WE ARE CERTIFIED YAMAHA TECHS. :headknock


----------



## unclefes (Jul 13, 2006)

you know the old saying andy..you can lead a horse to water but you cant make him drink. im not really trying to butt in but i have had a trp lower unit on 2 different boats and i removed the props for service and repair lots of times, it never mattered how i put them back on as long as the spacers and washers were in the right order it would run without vibration. i may have just been lucky but i doubt it.. it just dosent seem to me that it could matter if you have 2 props spinning the opposite way and 1 prop that engages in reverse how they could ever stay "indexed" i have also had work done to my boats by sonnys marine in poc, and i currently have all my repairs done by andy in san antonio. if these boys tell you something it is because they know it is right.. both of these guys are trained mechanics and both are experts in their field...btw their pretty good guys too.


----------



## Ted Gentry (Jun 8, 2004)

Thanks for the thread, it made me go look at the props on my trp. They don't look anything like the first picture, but if you turn your head sideways and close one eye they do look a bit like the second picture. All kidding aside, thanks for the post and I'll pull them and reinstall when I have the time. The prop shop I use is first rate and if a mistake was made, it was made by me on the installation. I have noticed the fuel going faster than before but maybe we are just hauling more beer and ice. Once again, thanks to all that posted info on this thread.


----------



## Gamble (Oct 27, 2005)

Gigem, thanks for the pics!! I got'em on correctly. Hope this thread helps some folks.


----------



## Sonnysmarine (Mar 18, 2007)

redfishandy said:


> sonny all of our schooling wasted , we need to start over , dang it


 Dang I know and i Skipped Yamaha's 3 day class , this week I had signed up for on the new Engines, Due to my secretary having to miss several days. I only made a 96 in lower drive school in Oct 09 at Georgia so may have missed something , we did do Hooter's for lunch a couple days, heck at my age i'm happy i can rembemer anything.
But have Several Trps, at the shop right now,i printed the instructions out of the Service CD. and will install props as shown and mark them, turn the block over a few times a breakover bar, then go to rev, and back to foward and Hopfully Learn Somthing!
I will ask Our Tech next week after class he is a Master Tech I am not.
Just stating what i have observed, from working with them , rebuilding them, for the past 5 years, I may be missing the mark and learn something to help my customers get better performance , i'm all for it.

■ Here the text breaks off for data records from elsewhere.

PR #868, opened 2024-06-12
Fix UnboundLocalError in errata endpoint

Korulag:
Build URL was created after the usage in "create_github_issue" function

### DIFF
--- a/alws/utils/github_integration_helper.py
+++ b/alws/utils/github_integration_helper.py
@@ -101,12 +101,12 @@ async def set_build_id_to_issues(
     issues: list,
     build_id: str,
 ):
+    url = urljoin(settings.frontend_baseurl, f"build/{build_id}")
     for issue in issues:
         issue_id = issue["id"]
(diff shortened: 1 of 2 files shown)


alws/utils/github_integration_helper.py
```diff
@@ -101,12 +101,12 @@ async def set_build_id_to_issues(
     issues: list,
     build_id: str,
 ):
+    url = urljoin(settings.frontend_baseurl, f"build/{build_id}")
```
soksanichenko, line 104: Add `+ '/'` for a case when a first argument is not ending to `/`. The concatenation will be wrong in that case.
Same below.

soksanichenko (changes requested):
Please, add a link to task

alws/utils/github_integration_helper.py
Korulag: Fixed by putting validation onto `frontend_baseurl` which adds `/` in the end automatically

PR #872, opened 2024-06-14
Fix nginx service dependencies

pastalian:
Default nginx config (_nginx_configs/albs.conf_) requires sign_file service to be running.

Error log when sign_file service is not running:
```
nginx-1  | nginx: [emerg] host not found in upstream "sign_file:8000" in /etc/nginx/conf.d/albs.conf:14
nginx-1 exited with code 1
```

### DIFF
--- a/docker-compose.yml
+++ b/docker-compose.yml
@@ -501,6 +501,7 @@ services:
     depends_on:
       - web_server
       - frontend
+      - sign_file
     logging:
       driver: "json-file"
       options:


pastalian:
@javihernandez It looks like you removed sign_file in 8a43f63. Is there any reason this should not be added?

javihernandez:
Hi @pastalian, thanks for the PR.
IIRC, I removed this dependency because `albs-deploy` is not actually taking care of setting up such a functional `sign_file` service as described [in this issue](https://github.com/AlmaLinux/build-system/issues/204). But I see your point, the nginx conf is expecting to have the `sign_file` service up and running, which is not the case. For this reason, I've created [this task](https://github.com/AlmaLinux/build-system/issues/306) to optionally include the `sign_file` in nginx configuration. So I'd say that we can close this PR. As a workaround right now, you can go ahead and comment the sign_file service definition in nginx.conf and restart the nginx service.

pastalian:
That makes sense. Thank you for clarifying!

One more Quick note on my long windyness tonight,,,

:cheers: Way to Go to Calvin ( Shriek) @ Coastal Bend marine in Poc For making his Yamaha Master tech a couple weeks ago, that kicks butt!!! one of the few in Texas :cheers:


----------



## bk005 (Feb 23, 2005)

So what happens the first time i put it in reverse, let it spool then pop it in foward? Are you saying the gears are timed somehow? 

I read those instructions and have looked at few lower trp lower units sitting on my bench apart, and I do not see it. 


I dont care what anyone does, and by far dont listen to me, but I do like to understand things, and its not the first quirky thing I have seen in a manual. If the manual said to tap the third blade 3 times, there would be lots of prop guys saying to do the same. 

I could see if this was some kind of balancing thing but thats not it, because you would have to reference a specific blade. Once the unit is in motion, and regardless of gear ratio, there is no timing of blades to worry about because counter rotating blades dont care what the other one is doing, now if they both spun the same direction yeah.

Please spare me the bad information blah blah, I dont blindly follow all the time, and most shops wont even pop a TRP open. CAnt hurt to try and learn something new, even if Im wrong the time I spent thinking about it, I bound to have learned something today.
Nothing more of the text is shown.